── Input data ──

PR #1041, opened 2022-01-11
Add env variable to dump tests to a file

pfultz2:
This will make it easier to run the test in the driver.


test/verify/run_verify.cpp
```diff
@@ -125,6 +127,8 @@ void run_verify::verify(const std::string& name, const migraphx::program& p) con
     using result_future =
         std::future<std::pair<migraphx::program, std::vector<migraphx::argument>>>;
     auto_print::set_terminate_handler(name);
+    if(migraphx::enabled(MIGRAPHX_DUMP_TEST{}))
+        migraphx::save(p, name + ".mx");
```
kahmed10, line 131: Any particular reason to use `.mx` as the extension? In test/serialize_program.cpp, we are using `.dat`.

pfultz2: It seems more descriptive than using `.dat`. Perhaps, it would be better to use `.mxr`(for migraphx IR) which is the name MLIR uses for migraphx's dialect.

kahmed10: Then can we change it to .mxr for all serialized migraphx programs?

scxiao: I think this is the binary format (msgpack), right? I checked other unit test, we just use the extension msgpack to indicate it is a msgpack file. Also, in the driver, we use the extension "binary", maybe we can unify all these. And it helps use the driver to load the dumped program.

scxiao: Can we also dump the compiled programs? since it could be a bug from compiling the program.

scxiao: @pfultz2 @kahmed10 So we agree to create another PR to unify the extension for the msgpack format, right? maybe we can use the extension "mpk"?

scxiao (approved):

kahmed10 (approved):

test/verify/run_verify.cpp
pfultz2: > maybe we can use the extension "mpk"?

I would prefer the extension "mxr".

PR #2063, opened 2023-08-11
Disable mlir in default builds for now

pfultz2:


pfultz2:
So I disabled it by default for dev builds since MLIR fails on other OSs like sles. However, I still enable it when running tidy, so we shouldn't need new tidy fixes when we re-enable it.

.github/workflows/ci.yaml
```diff
@@ -55,6 +55,7 @@ jobs:
           -DMIGRAPHX_ENABLE_GPU=On \
           -DMIGRAPHX_ENABLE_CPU=On \
           -DMIGRAPHX_ENABLE_FPGA=On \
+          -DMIGRAPHX_ENABLE_MLIR=On \
```
TedThemistokleous, line 58: Should this be off if we're disabling mlir?

TedThemistokleous (approved):

.github/workflows/ci.yaml
pfultz2: No, I want tidy to be enabled so we can still catch tidy issues.

TedThemistokleous: all good. I saw your previous message after I wrote that. Should be fine

PR #2068, opened 2023-08-13
Add chunking of binaries when writing with msgpack

pfultz2:
The will help workaround the limitations of msgpack, but this only applies to binary data. For arrays and maps it will now throw an error when trying to save such a large size.


TedThemistokleous (approved):

src/msgpack.cpp
```diff
@@ -25,6 +25,33 @@
 #include <migraphx/serialize.hpp>
 #include <msgpack.hpp>
 
+namespace migraphx {
```
umangyadav, line 28: Add unit-test with more than 4GB ? It would be slow but good to have

src/msgpack.cpp
```diff
@@ -102,8 +144,12 @@ MSGPACK_API_VERSION_NAMESPACE(MSGPACK_DEFAULT_API_NS)
         {
             const auto* data = reinterpret_cast<const char*>(x.data());
             auto size        = x.size();
-            o.pack_bin(size);
-            o.pack_bin_body(data, size);
+            o.pack_array(migraphx::msgpack_chunk_size(x));
+            migraphx::msgpack_chunk_for_each(
+                data, data + size, [&](const char* start, const char* last) {
+                    o.pack_bin(last - start);
+                    o.pack_bin_body(data, last - start);
```
umangyadav, line 151:
```suggestion
                    o.pack_bin_body(data+start, last - start);
```

Shoud it also update the base pointer ?

src/msgpack.cpp
```diff
@@ -63,16 +90,31 @@ MSGPACK_API_VERSION_NAMESPACE(MSGPACK_DEFAULT_API_NS)
                 break;
             }
             case msgpack::type::BIN: {
+                // For backwards compatibility
```
umangyadav, line 93: This is not helpful, all previously generated MXRs would fail inside `from_value()` because of file version mismatch.

test/msgpack.cpp
```diff
@@ -25,13 +25,37 @@
...
+    msgpack::pack(os, src);
+}
+void write_msgpack(std::ostream& os, const std::vector<char>& src)
+{
+    const auto limit = std::numeric_limits<uint32_t>::max() - 1;
+    std::vector<std::vector<char>> chunks;
+    if(src.size() > limit)
+    {
+        // Only test two chunks
+        assert(std::distance(src.begin() + limit, src.end()) < limit);
```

───

• [Problem statement]:
Among the lines above, find those with the word "TedThemistokleous". Copy them.

• [Task result]:
TedThemistokleous, line 58: Should this be off if we're disabling mlir?
TedThemistokleous (approved):
TedThemistokleous: all good. I saw your previous message after I wrote that. Should be fine
TedThemistokleous (approved):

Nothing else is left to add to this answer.